Statistical loss function for categorical distributions

56 Views Asked by At

For training an autoencoder model whose outputs (and inputs) are parameters from a categorical distribution $[q_1, q_2, \ldots, q_n]$, I have to define a proper loss function measuring the distance between the ground truth $P$ and prediction $Q$.

Since the outputs are probabilistic, I want to use a loss function that amongst others satisfies that the absolute difference between a ground truth $P$ and prediction $Q$ is penalized more as $P$ increases. As an example, $[p,q] = [0.9, 0.8]$ should receive a higher penalty than $[p,q] = [0.8, 0.7]$.

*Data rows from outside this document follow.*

Issue #575, opened 2018-08-23
More efficient datacollection


Corvince:
As discussed on the mailing list the current implementation of DataCollector.collect can be improved in terms of speed and memory usage. I spend too much time in the last couple of days to profile the function and try to come up with a better one.  For model reporters performance is not an issue since they are only evaluated once per step and not for every agent. But agent reporters could be improved. Here is a comparison between no data collection, the current data collection and my proposed function:

![dc_compare](https://user-images.githubusercontent.com/13568919/44519634-dcefa700-a6cd-11e8-9923-c3fac6541fa7.png)

As you can see, the speed overhead is much smaller now, especially for few (<1000) agents. 

Here is the downside, tho: The performance gains are only substantial if the agent_reporters only consist of agent attributes given as string values (e.g. "x": "x"). In the case of custom functions and/or a mix, the performance (and code) will be almost the same. 

However, judging by the examples, custom functions are rarely used for agent reporters, so most models can benefit from the new code. 

This might also be related to #574, since (at least collecting) the attribute state now has minimal overhead.

Corvince:
New approach online: Instead of calculating reporter values directly we can use `map()` to "attach" functions to agents. This returns a generator that uses lazy evaluation to calculate its values. 

This means the downside for non string based agents mentioned above is circumvented and we have the result
![no_overhead](https://user-images.githubusercontent.com/13568919/44582374-c155d080-a7a1-11e8-8c8b-9695bea35062.png)
for ANY reporter function.

However, the work is only shifted to the `get_agent_vars_dataframe()` method. If we evaluate this function at the end of a model run, the total runtime will be the same as in the updated data collection above (again, with the potential fast path for attribute reporters). 

But if we are not interested in the collected data (for example for interactive runs) the collect method no longer slows down model runs. 

Two things to discuss:
    1) In the current implementation accessing the generator functions "empties" them, meaning we can only call `get_agent_vars_dataframe()` once. This is easy to prevent, but it could be a desirable side-effect to free up memory (e.g. dumping the data every step into a database). Don't know which version to prefer although I guess the emptying will be unexpected for most users (and so should be prevented)
    2) We could use the same approach for model reporters.

jackiekazil:
@Corvince Ty! This is great! <3 

Re: Discussion -- 
1. I am thinking hold it, but build emptying as an option? Because memory could be an issue.
2. Sounds good.... maybe separate PR? 

@dmasad do you have any feels about this?

PR #576, opened 2018-08-23
Faster agent attribute collection

Corvince:
Addresses #575 

This implementation adds a fast-track for collecting agent attributes if all reporters are string-based (no custom or lambda functions). If no string-based reporters are present or for a mixture of reporters it defaults to a only slightly improved version of the current implementation.

I also changed the structure of the class variable agent_vars, to store less data, it specifically stores the agent.unique_id only once and not for every reporter. This breaks code that relies on that variable, although none of the examples do. 

One idea to encourage the use of string-based reporters for agent reporters would be to include a warning if an agent reporter is not string-based and tell users that they could benefit from switching to string-based reporters (or even that support for non string-based reporters will be dropped in a much later version of mesa). 

Hope you like it

### DIFF
--- a/mesa/datacollection.py
+++ b/mesa/datacollection.py
@@ -136,6 +136,21 @@ class DataCollector:
         new_table = {column: [] for column in table_columns}
         self.tables[table_name] = new_table
 
+    def _record_agents(self, model):
+        """ Record agents data in a mapping of functions and agents. """
+        rep_funcs = self.agent_reporters.values()
+        if all([rep.__name__ == 'attr_collector' for rep in rep_funcs]):
+            prefix = ['model.schedule.steps', 'unique_id']
+            attributes = [func.attribute_name for func in rep_funcs]
+            get_reports = attrgetter(*prefix + attributes)
+        else:
+            def get_reports(agent):
+                prefix = (agent.model.schedule.steps, agent.unique_id)
+                reports = tuple(rep(agent) for rep in rep_funcs)
+                return prefix + reports
+        agent_records = map(get_reports, model.schedule.agents)
+        return agent_records
+
     def collect(self, model):
         """ Collect all the data for the given model object. """
         if self.model_reporters:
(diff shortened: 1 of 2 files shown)


Corvince:
Okay, forget this implementation! 

I found a much better way with virtually no overhead!! 

Instead of evaluating the reporter functions directly we can use the map function to create a generator and only calculate the values once we build up the dataframe. 

Something like:
`agent_records = map(reportgetter, model.schedule.agents)`

This will also work with custom reporter functions and not just string based reporters. I think I could still speed up the creation of the dataframe for pure string reporters, but I think this will be less critical.

Corvince:
Oh gosh I wish I could trust my eyes more... 

I somehow thought that map would auto-magically track the agents current state at the cost of increased memory usage. I quickly checked it and everything seemed fine, but I must have looked at the wrong data or something. 

Unfortunately (but logically), no auto-magic is happening. With the nature of lazy evaluation once you create the DataFrame, the values for all steps are actually only from the current state (the last step). 

Guess I was too excited 😢 I will look into this further and probably revert to the previous implementation (which speeds things up, but still with some overhead). 

Until then, please don't merge anything just yet.

Corvince:
Ok, new implementation online, again. And since I am spamming this thread already, here is some explanation how the current implementation is faster (for those interested).

In the original implementation we had to access each agent 2*reports times (because each reporter would also store the agents unique id). For 2000 agents and 5 reporters this would result in 20000 memory accesses and operations). 
In my implementation we only access each agent once and collect all its attributes **using only built-in functions** (i.e. only 2000 memory accesses). That is why the speed-up only works for attribute reporters. 
Note, however, that I know nothing about the internal process/optimization of python. The difference in memory accesses is probably smaller, but the main speed-up is from using a built-in function. 

Now in the current implementation I have "outsourced" the attribute collection into a function called `_record_agents` which maps the attribute collection to each agent. This mapping is very fast. The "slow" part of collecting data is evaluating the mapping and putting it in a list. This was missing in the previous (extremely fast) implementation and is now done in the collect function. The advantage of this approach is that we can also write other functions that, for example, write the mapping directly to a database or file without first constructing a list and then iterating over that list. 

NB: collect now stores agent records in a dictionary with model steps as the keys. That means it would also be trivial to add a "step" keyword to the `get_agent_vars_dataframe()` to return only the dataframe for a single step or a range of steps (the latter not so trivial, notation-wise)

PR #582, opened 2018-09-14
Use partial for attribute collection

### LINKED ISSUE #175: DataCollector and lambdas
Currently the default DataCollector API encourages the use of lambdas to define the model- and agent reporters. This is nice and readable, and doesn't require subclassing the DataCollector for each model. However, it turns out that lambdas are not pickle-able. This means that model objects using DataCollectors can't easily be serialized, which creates problems for checkpointing, model storage, and parallelization (since [ipyparallel](http://ipyparallel.readthedocs.org/en/latest/) uses pickle to send objects between engines.

One solution is just clarifying in the documentation that code needs to be written slightly differently for these cases. Another is figuring out another way to do reporters in DataCollector.

Corvince:
Small change that makes the DataCollector pickleable by using `functools.partial` instead of a local function to define the attribute collector.

This makes whole mesa models pickleable and fixes #175 (and it would greatly benefit mesa-geo if merged).

Oh and it now defaults to None if an object doesn't have the attribute, which makes multi-agent data-collection easier.

### DIFF
--- a/mesa/datacollection.py
+++ b/mesa/datacollection.py
@@ -36,8 +36,9 @@ The default DataCollector here makes several assumptions:
     * For collecting agent-level variables, agents must have a unique_id
 
 """
-from collections import defaultdict
 from functools import partial
+import itertools
+from operator import attrgetter
 import pandas as pd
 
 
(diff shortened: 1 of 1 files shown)


Corvince:
Think I messed up the rebase, better to merge #589

Issue #583, opened 2018-09-14
[Feature request] remove agents during Scheduler.step()


Maarten-vd-Sande:
**What's the problem this feature will solve?**
E.g. the step of the RandomActivation:
```
def step(self):
 """ Execute the step of all the agents, one at a time. """
    agent_keys = list(self._agents.keys())
    for agent_key in agent_keys:
        self._agents[agent_key].step()
    self.steps += 1
    self.time += 1
```
If lets say agent 1 'kills' agent 2, and this agent gets removed from _agents, we get the error that self._agents does not contain agent 2. This forces us to keep track of agents whether they are alive or not.

**Describe the solution you'd like**
Either use a generator to generate the keys, or do check in-place if the agent still exists. I would propose using a generator, something like this:
```
def mesa_keys(agents, shuffled=False):
    agent_keys = list(agents)
    if shuffled:
        random.shuffle(agent_keys)

    for key in agent_keys:
        if key in agents:
            yield key
```
Now you can simply replace the 
```
agent_keys = list(self._agents.keys())
for agent_key in agent_keys:
```
with
```
for agent_key in mesa_keys(agents, shuffled=False):
```

Would you guys be interested in something like this?

Corvince:
Good spot, that should definitely be possible! 

I think a PR would be very welcome, but a small observation: The `agents` argument actually requires the agent_keys, right? Or, I would write inside `mesa_keys`:

    agent_keys = list(agents.keys())

 And mesa_keys might not be the best name, but I couldn't come up with something better ;)

Oh and maybe you could also modify to yield the agents directly and not just the keys? I don't know why the current implementation doesn't do this already, since we just want to call the agents' `step` function, right?

Corvince:
Thanks!

Re 1) Ah, yes of course! I was confused because normally the 'agents' variable refers to a list of actual agents. Sorry, but for the sake of clarity please use `.keys()`

And I can't think of a logical assumption that agents should still be activated even though they are killed/removed from the scheduler. Of course, this shouldn't happen in the case of a simultaneous activation. 
In all other cases I would leave it to the modeler to create a list of agents that will be removed and only remove them after `schedule.step()` is called. That should be trivial to implement. 

Otherwise, I really wouldn't expect agents to do anything after they are killed/removed from the scheduler. But I agree that someone else should also have a look into this.

PR #584, opened 2018-09-21
agents can be removed and added during Scheduler.step()

Maarten-vd-Sande:
See [issue 584](https://github.com/projectmesa/mesa/issues/583) for previous discussion.

It does what the title says, however we were wondering if maybe some assumptions are now broken?


Maarten-vd-Sande:
Should I worry about the Travis CI build failing? I seems to be style-related?

Maarten-vd-Sande:
It now fails because the actual model.random is not (yet) implemented. I didn't see your comment about renaming it to iter_agents. I'll change it, but I think maybe buffer is actually more true.
I moved it to the BaseScheduler, because then I did not have to reference to the model and the agents, seemed better to me. Idk if you like it.

The function is a generator function, I made a small example of how it works, and that the current implementation works in our example:
```
def generator(agents):
    agent_keys = list(agents.keys())
    for key in agent_keys:
        if key in agents:
            yield agents[key]

agents = {1:'Maarten', 2:'Corvince', 3:'Dmasad'}

for agent in generator(agents):
    print(agent)
    if agent == 'Maarten':
        agents[4] = 'JackieKazil'
    if agent == 'Corvince':
        agents.pop(3, None)

>>> Maarten
>>> Corvince
```

Maarten-vd-Sande:
Or did you mean that the new agents are not stepped in the timestep they are added? That is true!

Corvince:
Hey there, thanks for the update. Don't worry about the name, that's fine. 

And yeah I meant the latter, but I was just misinterpreting your docstring. 
I read it like "...allows to remove agents (new functionality!) and add agents (new functionality!)". But it just states that we can remove and add agents and the latter isn't new, but of course correct. 

From a theoretical viewpoint it is quite interesting that we want to remove agents immediately, but add them only to the next time step. But yes, that is pretty much what you would expect. 

And with this implementation, if one wants to remove them in the next step you can use simultaneous activation and if you immediately want to step them you can just call their step() function outside the scheduler. 

And of course don't worry about the travis build failing, I will only merge this after #572 is merged.

PR #585, opened 2018-09-26
[WIP] Side by side visualization of multiple model runs

### LINKED ISSUE #573: Display different runs side by side
In Mesa (as in most ABM tools) the interactive visualization shows one model run at a time. Exploring different parameter values requires stopping the model, changing the value, and restarting. However, one way a model can illustrate the effect of a parameter is by showing multiple runs side by side, each with different values. Mesa could add a lot of value by making it easy to set up, run, and view side-by-side model instantiations (possibly with the same random seed) with different parameter values.

An example of what it could look like is here:
https://imgur.com/a/8M7q8

Corvince:
An approach to resolve #573 

Test it by running the Schelling example


Corvince:
@TaylorMutch Maybe you can help with this one? Especially with the user-settable parameters. So far I only managed to create a slider for each simulation, but completely with title, range, etc. I would like to only have N sliders, but with the same title, etc. (but different color for each simulation). `onSubmitCallback` should now return the simulation number for which the parameters should be changed (that already works).
If you (or any one else) run the Schelling example from this PR, hopefully you see what I mean.

jackiekazil:
Discussion during mesa dev meeting.... 
* Will the new javascript stuff being done effect this? 
* Does the batch running have a variant/parallel runner, which allows for the same seed to be set for all the models running, but changes the parameter?

Corvince:
> * Will the new javascript stuff being done effect this?
Hopefully only in a good way. Honestly this PR was one of the reasons why I felt the need to rewrite the JS core parts, because everything was getting too messy and I couldn't get the UserParams part to work as I want it to work for side-by-side visualizations. Ironically, the UserParams are the only part I didn't touch so still don't now how to do this ;) Although I would maybe just need another look since I have a better understanding of how JavaScript works now.

But I already thought about breaking this PR up and first only change the Python ModularServer to handle multiple model runs. And then the visualization part and then the individual viz elements. What do you think?

Corvince:
Stalled, work continued in #718

Issue #490, opened 2018-03-25
Add additional chart types -- bar & pie


jackiekazil:
We have line charts, but we should also have bar charts and pie charts
Add some pie and bar charts. Base them off of the way we did line charts OR update our line charts as well.

jackiekazil:
Related: https://github.com/projectmesa/mesa/issues/515

digitaldust:
is there currently any example of barchart in mesa?

jackiekazil:
No. That is why this ticket exists. Were you thinking of adding one? 😃

markblack96:
I'd be interested in helping. Does Mesa interface well with matplotlib and pyplot? Is this basically asking for wrappers for those implementations within Mesa?

PR #594, opened 2018-10-05
Add Pie Chart visualization and include in forest_fire example (Issue #490)

JamesHovet:
Created new pie chart visualization using d3.js modeled off the current implementation of line charts. 

The client-side interface for adding Pie charts is exactly the same as the that for line charts. 

The pie charts include automatically generated legends and hover-over tooltips. 

screen shot 2018-10-05 at 11 54 22 am


JamesHovet:
PS. I'm pretty bad at git, so feel free to tell me to clean up the commit history and remove that merge commit, but you'll just also have to tell me exactly how to do that.

Corvince:
RE: git

Two and a half reasons you shouldn't worry.

1. It really doesn't matter. There is nothing wrong with having lots of commits. At least you are missing the (for me obligatory) "fixing flake8/travis" commit. Thats already great ;)
2. GitHub has a "squash and merge" option for pull requests. Even if you have 327 commits in your branch, it can be only 1 commit in mesa.
3. I THINK that GitHub also automagically gets rid of these "merge remote-tracking" commits, even without "squash and merge". But thinking about it I am really unsure about this and not sure if it always would make sense. 

So although there are ways to get rid of these commits, its usually not worth the hassle.

JamesHovet:
Thanks for the advice, I appreciate it. 

Also, maintainers, I decided to also write code to add bar charts, so it would probably be wise to wait until I have finished that to do code review/accepting the pull request. I have the basics of the bar chart working now, but now I need to add the code to make the whole thing cleaner and more graceful.

JamesHovet:
image

So many chart possibilities!

JamesHovet:
In terms of testing, I would love to help build some up, but given that the only pre-existing chart type did not have tests associated with it, I am not really sure where to start. So I would appreciate some guidance on what those tests might look like, if applicable/useful.

Corvince:
Thank you so much for this. Unfortunately, I neither have the time nor the JS skill to really check your code. Can you give an estimate to how much reviewing this would need? 

Its really nice to have a consistent way of handling charts. That said I am not sure the current mesa viz way is necessarily the best. Is there something from your experience that could be improved or better generalized? 

Regarding testing: I think any ideas for how to do this are very much appreciated. As you discovered yourself: There is not basis for this yet.

examples/charts/Readme.md
```diff
@@ -0,0 +1,40 @@
+# Mesa Charts Example
+
+## Summary
+
+A modified version of the "bank_reserves" example made to provide examples of mesa's charting tools.
```
Corvince: Are there any modifications to the bank_reserves? If not, why not include the charts there? Also I agree that "charts example" would be more visible (maybe remove bank_reserves?)

mesa/visualization/modules/BarChartVisualization.py
```diff
@@ -0,0 +1,88 @@
...
+        data_collector_name: Name of the DataCollector object in the model to retrieve data from.
+
+    """
+
+    package_includes = ["d3.min.js", "BarChartModule.js"]
+
+    def __init__(self, fields, scope="model", sorting="none",
+                sort_by="none", canvas_height=400,
+                canvas_width=800, data_collector_name="datacollector"):
+        """
```
Corvince: This seems to be the same documentation as in the class description above, but with slightly different wording?

mesa/visualization/templates/js/PieChartModule.js
```diff
@@ -0,0 +1,82 @@
...
+    var svg_tag = "<svg width='" + canvas_width + "' height='" + canvas_height + "' ";
+    svg_tag += "style='border:1px dotted'></svg>";
+    // Append it to #elements
+    var svg_element = $(svg_tag)[0];
+    $("#elements").append(svg_element);
+
+    //create the legend
+    var legend_tag = "<div class='legend'></div>";
+    var legend_element = $(legend_tag)[0];
+    $("#elements").append(legend_element);
```
Corvince: I think it would be clearer to have a single "viz element" than the svg_element and the legend_element separately, but maybe there is a specific reason why you implemented it that way?

examples/charts/Readme.md
JamesHovet: My initial decision to keep the charts out of "bank_reserves" was just to avoid the bloating of bank_reserves. If we are assuming that the example is to show how mesa could be used "in the real world", it makes no sense to have four different charts, three of which tell you the exact same thing. I created the charts example to explicitly show the four kinds of charts that mesa has available: (copy pasted from the charts documentation):

- Line Charts for time-series data of multiple model parameters
- Pie Charts for model parameters
- Bar charts for both model and agent-level parameters

In my opinion, it is better to keep charts separate (as I just used "bank_reserves" because it already existed.) 

As to removing bank reserves, that would be up to y'all as project organizers, but if it served a purpose before it stands to reason that it would continue serving a purpose. (I certainly never felt there were too many examples when i was using NetLogo in my ecology class.)

mesa/visualization/modules/BarChartVisualization.py
JamesHovet: So this is one of those places where I followed the example from the pervious chart example, but where the previous example didn't really make sense to me. I agree that the repetition is odd, but I assumed it had something to do with the way the automatic documentation generation worked. 

I tried to somewhat differentiate what was in the class comment (things that you should know *about* the class) and the initializer comment (things you should know about *how* to use the class), but I would some guidance on if this was the right move or really just about how the documentation on something like this should go. (This is my first semi-big experience writing code/documentation for other people to read aside from my CS class TA)

Corvince:
Thanks for the quick reply. Your answer regarding the code review is already helpful. My question was motivated by a lack of (active) JS developers for mesa. I was just worried that your PR will hang around without any review until it is outdated. If you would have said you are an expert in D3, we could have merged this rather quickly. But it sounds like it might be a good idea to get at least some code review. Although code review sounds pretty formal, we basically want someone to have a second look at your code before merging it. But since this is "only" about visualization and not very likely to break mesa, I hope someone (possibly me) will find the time to look over it. It looks like a great addition.

JamesHovet:
@Corvince 

Sounds great. This is by no means my first D3 project, but no one would be happier than me to have a second set of eyes make sure that everything is in order. Let me know if I can be of any help in that process.

Corvince:
Sorry it took so long to update on this. 

To me this still seems pretty good and a useful addition to the current visualization stack. Since I don't know d3 I did not really check the code on that, but it seems to work pretty good! 

Since this has been waiting for so long, is there anything you want to add or change @JamesHovet ? If not, I will merge

JamesHovet:
Just made a quick bug fix because the charts example wasn't running. (Somehow a variable name mismatch happened?) But other than that, everything I tested worked as it should. I'm happy with it.

Corvince:
Oh, thanks for having another look! I first tested your code and then fixed an error on travis on the test_examples. By our naming conventions this test assumes that if the folder name is "charts" that it has a model named "Charts". So I changed BankReserves to Charts, but forgot to update the server file (and did not test again afterwards). 

Thanks again for the PR!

My initial thoughts were to use the Kullback-Leibler divergence, which for $n$-dimensional categorical distributions $P$ and $Q$ is as follows: $$KL(P||Q) = \sum_{i=1}^{n}p_i\log\big(\frac{p_i}{q_i}\big)$$ A problem that arises when using this divergence is that it is only defined when $q_i=0$ implies $p_i=0$. This problem can be solved by using a 'fuzz factor' $\epsilon>0$: $$KL_{\epsilon}(P||Q) = \sum_{i=1}^{n}(p_i+\epsilon)\log\big(\frac{p_i+\epsilon}{q_i+\epsilon}\big) $$

I wonder if there are other good metrics that can be used as loss function for this case where the output is a set of parameters from a categorical distribution.